→ **Records to process**
PR #571, opened 2018-01-23
Update upgrade procedures

bmansheim:


content/installation/migrating-manager.md
```diff
@@ -0,0 +1,32 @@
+---
+layout: bt_wiki
+title: Reinstalling and Migrating Cloudify Manager
+category: Installation
+draft: true
+weight: 400
+
+---
+
+To move your Cloudify Manager to another host, you must use same process as a reinstall. One reason to migrate is to move your Cloudify Manager to a host with more resources. You can do this in one of these ways:
```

→ **Directions**
All of the records are to be reproduced exactly as they were given.

→ **Reply to the exercise**
PR #571, opened 2018-01-23
Update upgrade procedures

bmansheim:


content/installation/migrating-manager.md
```diff
@@ -0,0 +1,32 @@
+---
+layout: bt_wiki
+title: Reinstalling and Migrating Cloudify Manager
+category: Installation
+draft: true
+weight: 400
+
+---
+
+To move your Cloudify Manager to another host, you must use same process as a reinstall. One reason to migrate is to move your Cloudify Manager to a host with more resources. You can do this in one of these ways:
```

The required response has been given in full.